The Indo-Europeans’ identity rests in the following. These are none other than the peoples who since antiquity worshipped the heavenly, fatherly gods of light. In ancient times, polytheism predominated among the Indo-Europeans, but after the birth of Christ exactly 2017 years ago, more and more Indo-Europeans, starting with the Greeks and Romans, embraced Christianity. Not all of Europe became Christian, but in this case the God of the Trinity was conceived as the uncreated Light, the Heavenly King and, after all, loyalty to light and the sky was an integral feature of the Indo-European religion.
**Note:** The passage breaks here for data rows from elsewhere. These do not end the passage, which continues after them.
PR #43, opened 2015-03-09
[WIP] h5py dataset

vdumoulin:


fuel/datasets/hdf5.py
```diff
@@ -64,3 +67,127 @@ def get_data(self, state=None, request=None):
...
+
+@do_not_pickle_attributes('data_sources')
+class H5PYDataset(Dataset):
+    """An h5py-fueled HDF5 dataset.
+
+    This dataset class assumes a particular file layout:
+
+    * Data sources reside in the root group, and their names define the
+      source names.
+    * The dataset is not explicitly split. Instead, splits are defined as
```
dwf: Maybe I'm missing something but why is this desirable?

bartvm: https://github.com/bartvm/fuel/issues/41#issuecomment-77774481

fuel/datasets/hdf5.py
```diff
@@ -64,3 +67,127 @@ def get_data(self, state=None, request=None):
...
+      shape (2,), with the first element being the starting point
+      (inclusive) of the split and the last element being the stopping
+      point (exclusive) of the split.
+
+    The `which_set`, `start` and `stop` parameters work together in the
+    following way:
+
+    * `which_set` is resolved first. If it is `None`, the whole dataset is
+      used.
+    * `start` and `stop` define a slice *within the context of*
```
dwf: I've been thinking of proposing that we start using range objects instead of 'start' and 'stop', since a) one less function parameter and b) allows for the possibility of taking step > 1. (Even further, we could one day accept either a range object or a list of indices, much as if you were indexing a NumPy array.) @bartvm @vdumoulin ?

fuel/datasets/hdf5.py
dwf: Alright, well, I don't totally understand the corpora argument and I can't think of when you'd ever want to do this for a dataset like MNIST. If we go this direction, we should test this _very_ thoroughly. Nothing more frustrating then realizing you've accidentally trained on the test data and your results are bullshit. :)

fuel/datasets/hdf5.py
```diff
@@ -64,3 +67,127 @@ def get_data(self, state=None, request=None):
...
+    path : str
+        Path to the HDF5 file.
+    which_set : str, optional
+        Name of the root group attribute containing the split information.
+        Defaults to `None`, in which case the whole dataset is used.
+    start : int
+        Start index *within the split*.
+    stop : int
+        Stop index *within the split*.
+    driver : str, optional
```
dwf: Missing load_in_memory

fuel/datasets/hdf5.py
```diff
@@ -64,3 +67,127 @@ def get_data(self, state=None, request=None):
...
+        self._start = start if self.start is None else start + self.start
+        self._stop = stop if self.stop is None else start + self.stop
+        self.num_examples = self._stop - self._start
+        self.data_sources = ([data_source[self._start: self._stop] for
+                              data_source in handle.values()]
+                             if self.load_in_memory else None)
+        self._out_of_memory_close(handle)
+
+    def open(self):
+        return (self._in_memory_open() if self.load_in_memory
```
dwf: Is there a reason for not just returning None here? WHy have in_memory_open and in_memory_close at all?

fuel/datasets/hdf5.py
```diff
@@ -64,3 +67,127 @@ def get_data(self, state=None, request=None):
...
+                filter(lambda x: x.name == self.path, self.ref_counts.keys()))
+        except StopIteration:
+            return self.path
+
+    def load(self):
+        handle = self._out_of_memory_open()
+        self.provides_sources = list(handle.keys())
+        shapes = [data_source.shape for data_source in handle.values()]
+        if any(s[0] != shapes[0][0] for s in shapes):
+            raise ValueError("sources have different lenghts")
```
dwf: typo

fuel/datasets/hdf5.py
bartvm: The corpora argument basically just comes down to this: WMT15 data consists of several corpora, and even the test set consists of multiple different corpora. It would be nice if you can do `WMT15('europarl')`, `WMT15('newstest1213')`, `WMT15('test')`, etc. Here `WMT15('test')` is a combination of `WMT15('newstest1213')` as well as `WMT15('newstest14')`, but depending on whether you're combining with an SMT system and need a separate set to tune, you might want to use either `test` or `newstest1213` as your test set.

fuel/datasets/hdf5.py
vdumoulin: Implementation-wise this may make things more complicated when reading from disk, but I'm not against it.

fuel/datasets/hdf5.py
dwf: Got it, although this will only work here if all of the atomic sets can be
arranged such that any concatenated set you might like will be contiguous,
right?

bartvm: For now, but to quote myself:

The Indo-European peoples are of the patriarchal family. They did not humiliate women, nor did they consider them to be objects or slaves, but they did not give them free will. Indo-European patriarchy originated from the principle that the sky is the father and the earth is the mother. This does not belittle earth or women, but the vertical is obvious.

The French historian Georges Dumézil substantiated and proved that all Indo-European societies were built on a triadic model founded on three castes or estates. Priests, sacred kings, and the priesthood were the first caste. The priesthood was inseparably tied to the kingdom. The reign of an usurper, a rapist, or an idiot was considered to be an anomaly.
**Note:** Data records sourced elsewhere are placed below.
PR #55, opened 2015-03-26
Fixing concatenation of list to tuple bug

jfsantos:
self.data_stream.sources is a list, but it was being concatenated to a tuple. I converted the list comprehension to a list so it will not fail.

### DIFF
--- a/fuel/transformers/__init__.py
+++ b/fuel/transformers/__init__.py
@@ -104,8 +104,8 @@ class Mapping(Transformer):
 
     @property
     def sources(self):
-        return self.data_stream.sources + (self.add_sources
-                                           if self.add_sources else ())
+        return self.data_stream.sources + [self.add_sources
+                                           if self.add_sources else ()]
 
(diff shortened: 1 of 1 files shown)


bartvm:
What you changed wasn't a comprehension, it was just a ternary statement (`if-else` shorthand) in parentheses. Right now it could return a `list` with an empty `tuple` inside of it, which isn't right.

If `self.data_stream.sources` was a list, we need to figure out why it is, because it shouldn't be, it should be a `tuple`.

jfsantos:
Oops, sorry about that. The fix may be wrong, but `self.data_stream.sources` was indeed a list in my code. I am using an `H5PYDataset`, and the following as a stream:

```
Mapping(DataStream(timit_test,
                                   iteration_scheme=SequentialScheme(
                                       50000, 500)), remove_inf)
```
(where `remove_inf` is just a function to remove `inf` values from the data).

bartvm:
#57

The second caste was that of professional warriors. The Indo-Europeans knew no equals in this regard. They could fight and always did. The Indo-Europeans domesticated the horse and invented the chariot which, of course, they used to attack, to fight, and to win. With such a spirit, the Indo-Europeans created all of the states of Europe and many of the states of Asia. In some sense, thanks to the second caste, the Indo-Europeans gradually achieved world domination. Whether this is good or bad is another question. But it is a fact that they did. It is none other than warriors who create states, and the Indo-Europeans realized this superbly. 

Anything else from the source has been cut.